The task:
With no edits of any kind, print each record that follows.

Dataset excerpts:
□ □ □ □

PR #881, opened 2022-12-30
Accept more types as query parameters

robsdedude:
Implement serialization support for
 * python types: tuple
 * pandas types:
   * all but period, interval, pyarrow
 * numpy types:
   * all but void, complexfloating

pyarrow support was not implemented as it would either require more ifs in the recursive packing function, making it (driver's hot-path) slower for non-pyarrow use-cases. Or alternatively, transformers would have to be used making pyarrow type serialization rather slow.


thelonelyvulpes:
Why don't we have a user-specified encoding used for converting python:bytes->bolt:String?

docs/source/api.rst
```diff
@@ -1110,6 +1110,57 @@ The diagram below illustrates the actual mappings between the various layers, fr
...
+| pandas ``Series``                 | List                            | :class:`list`                         |
++-----------------------------------+---------------------------------+---------------------------------------+
+| pandas ``Array``                  | List                            | :class:`list`                         |
++-----------------------------------+---------------------------------+---------------------------------------+
+
+.. Note::
+
+   2. ``void`` and ``complexfloating`` typed numpy ``ndarray``\s are not supported.
+   3. ``Period``, ``Interval``, and ``pyarrow`` pandas types are not supported.
+   4. A pandas ``DataFrame`` will be serialized Map from with the column names mapping to the column values (as lists).
```
fbiville:
```suggestion
   4. A pandas ``DataFrame`` will be a serialized Map with the column names mapped to the column values (as lists).
```

src/neo4j/_codec/hydration/v1/temporal.py
```diff
@@ -22,10 +22,28 @@
     timedelta,
 )
 
+
+try:
```
fbiville: is there a way to run this check only once or do you have to repeat it everywhere you need it?

src/neo4j/_codec/hydration/_interface/__init__.py
```diff
@@ -18,11 +18,14 @@
...
 
+from .._common import DehydrationHooks
+
 
 class HydrationHandlerABC(abc.ABC):
     def __init__(self):
         self.struct_hydration_functions = {}
-        self.dehydration_functions = {}
+        self.dehydration_hooks = DehydrationHooks(exact_types={},
+                                                  subtypes={})
```
fbiville, line 28: are you using subtypes somewhere? I've not seen it yet

fbiville (approved):

bigmontz (approved):
📦

src/neo4j/_codec/hydration/v1/temporal.py
robsdedude: I guess I could move that into a single file and import from there... Not sure I like that better than this approach. I'll try it out and see what it feels like.

src/neo4j/_codec/hydration/_interface/__init__.py
robsdedude: No, I don't. It's presence doesn't hurt performance-wise though (only if there was something in there, could the driver become noticeably slower). I thought I might need it and ended up not needing it after all. But I still decided to leave it in as it will come in handy should we at some point allow custom dehydration hooks ([internal Trello card](https://trello.com/c/NajZu4P0)).

src/neo4j/_codec/packstream/v1/__init__.py
```diff
@@ -16,16 +16,55 @@
...
+# and we don't want to treat them as sequences
+SEQUENCE_TYPES: t.Tuple[t.Type, ...] = (list,)
+MAPPING_TYPES: t.Tuple[t.Type, ...] = (dict,)
+BYTES_TYPES: t.Tuple[t.Type, ...] = (bytes, bytearray)
+
+
+try:
+    import numpy as np
+
+    TRUE_VALUES += (np.bool_(True),)
```
thelonelyvulpes: Readability wise it might be better if all of the lines used the same way of extending the list. 
i.e. `TRUE_VALUES = (*TRUE_VALUES, np.bool_(True))`

thelonelyvulpes (approved):

PR #887, opened 2023-01-05
Fix `ResourceWarning` when canceling `await driver.close()`

robsdedude:


robsdedude:
CI should turn green with https://github.com/neo4j/neo4j-python-driver/pull/886

gjmwoods (approved):

PR #97, opened 2018-03-26
Make sure handles are returned only once

kevingosse:
When dealing with AsyncPinned handles with a state, the v45runtime.EnumerateHandleWorker method returned the interior handle twice


src/Microsoft.Diagnostics.Runtime.Tests/Targets/GCHandles.cs
```diff
@@ -13,11 +14,22 @@ public static void Main()
         string weak = "weak";
         GCHandle.Alloc(weak, GCHandleType.Weak);
 
+        //var a = new System.Net.Sockets.SocketAsyncEventArgs();
```
leculver: This shouldn't make it to the final change.

kevingosse: My bad, went too fast. Fixed.

PR #104, opened 2018-05-26
 Fix docs and comments referencing old type name. GcHeapType to ClrType

felipepessoto:


leculver:
Thank you for the change, and I'm sorry it took so long to get to this.

PR #112, opened 2018-07-05
Update WalkingTheHeap tutorial to latest API shape

karelz:
Remaining questions:
* The text about `Committed` should be likely updated.
* Not sure if `ClrHeap.EnumerateObjectAddresses` should be rather replaced with example using `EnumerateObject`
* Examples of `GCHeapType.Enumerate` should be likely replaced - not quite sure with what.


karelz:
@leculver thanks for merging - any thoughts on the remaining questions above?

□ □ □ □

Solution for this problem:
PR #881, opened 2022-12-30
Accept more types as query parameters

robsdedude:
Implement serialization support for
 * python types: tuple
 * pandas types:
   * all but period, interval, pyarrow
 * numpy types:
   * all but void, complexfloating

pyarrow support was not implemented as it would either require more ifs in the recursive packing function, making it (driver's hot-path) slower for non-pyarrow use-cases. Or alternatively, transformers would have to be used making pyarrow type serialization rather slow.


thelonelyvulpes:
Why don't we have a user-specified encoding used for converting python:bytes->bolt:String?

docs/source/api.rst
```diff
@@ -1110,6 +1110,57 @@ The diagram below illustrates the actual mappings between the various layers, fr
...
+| pandas ``Series``                 | List                            | :class:`list`                         |
++-----------------------------------+---------------------------------+---------------------------------------+
+| pandas ``Array``                  | List                            | :class:`list`                         |
++-----------------------------------+---------------------------------+---------------------------------------+
+
+.. Note::
+
+   2. ``void`` and ``complexfloating`` typed numpy ``ndarray``\s are not supported.
+   3. ``Period``, ``Interval``, and ``pyarrow`` pandas types are not supported.
+   4. A pandas ``DataFrame`` will be serialized Map from with the column names mapping to the column values (as lists).
```
fbiville:
```suggestion
   4. A pandas ``DataFrame`` will be a serialized Map with the column names mapped to the column values (as lists).
```

src/neo4j/_codec/hydration/v1/temporal.py
```diff
@@ -22,10 +22,28 @@
     timedelta,
 )
 
+
+try:
```
fbiville: is there a way to run this check only once or do you have to repeat it everywhere you need it?

src/neo4j/_codec/hydration/_interface/__init__.py
```diff
@@ -18,11 +18,14 @@
...
 
+from .._common import DehydrationHooks
+
 
 class HydrationHandlerABC(abc.ABC):
     def __init__(self):
         self.struct_hydration_functions = {}
-        self.dehydration_functions = {}
+        self.dehydration_hooks = DehydrationHooks(exact_types={},
+                                                  subtypes={})
```
fbiville, line 28: are you using subtypes somewhere? I've not seen it yet

fbiville (approved):

bigmontz (approved):
📦

src/neo4j/_codec/hydration/v1/temporal.py
robsdedude: I guess I could move that into a single file and import from there... Not sure I like that better than this approach. I'll try it out and see what it feels like.

src/neo4j/_codec/hydration/_interface/__init__.py
robsdedude: No, I don't. It's presence doesn't hurt performance-wise though (only if there was something in there, could the driver become noticeably slower). I thought I might need it and ended up not needing it after all. But I still decided to leave it in as it will come in handy should we at some point allow custom dehydration hooks ([internal Trello card](https://trello.com/c/NajZu4P0)).

src/neo4j/_codec/packstream/v1/__init__.py
```diff
@@ -16,16 +16,55 @@
...
+# and we don't want to treat them as sequences
+SEQUENCE_TYPES: t.Tuple[t.Type, ...] = (list,)
+MAPPING_TYPES: t.Tuple[t.Type, ...] = (dict,)
+BYTES_TYPES: t.Tuple[t.Type, ...] = (bytes, bytearray)
+
+
+try:
+    import numpy as np
+
+    TRUE_VALUES += (np.bool_(True),)
```
thelonelyvulpes: Readability wise it might be better if all of the lines used the same way of extending the list. 
i.e. `TRUE_VALUES = (*TRUE_VALUES, np.bool_(True))`

thelonelyvulpes (approved):

PR #887, opened 2023-01-05
Fix `ResourceWarning` when canceling `await driver.close()`

robsdedude:


robsdedude:
CI should turn green with https://github.com/neo4j/neo4j-python-driver/pull/886

gjmwoods (approved):

PR #97, opened 2018-03-26
Make sure handles are returned only once

kevingosse:
When dealing with AsyncPinned handles with a state, the v45runtime.EnumerateHandleWorker method returned the interior handle twice


src/Microsoft.Diagnostics.Runtime.Tests/Targets/GCHandles.cs
```diff
@@ -13,11 +14,22 @@ public static void Main()
         string weak = "weak";
         GCHandle.Alloc(weak, GCHandleType.Weak);
 
+        //var a = new System.Net.Sockets.SocketAsyncEventArgs();
```
leculver: This shouldn't make it to the final change.

kevingosse: My bad, went too fast. Fixed.

PR #104, opened 2018-05-26
 Fix docs and comments referencing old type name. GcHeapType to ClrType

felipepessoto:


leculver:
Thank you for the change, and I'm sorry it took so long to get to this.

PR #112, opened 2018-07-05
Update WalkingTheHeap tutorial to latest API shape

karelz:
Remaining questions:
* The text about `Committed` should be likely updated.
* Not sure if `ClrHeap.EnumerateObjectAddresses` should be rather replaced with example using `EnumerateObject`
* Examples of `GCHeapType.Enumerate` should be likely replaced - not quite sure with what.


karelz:
@leculver thanks for merging - any thoughts on the remaining questions above?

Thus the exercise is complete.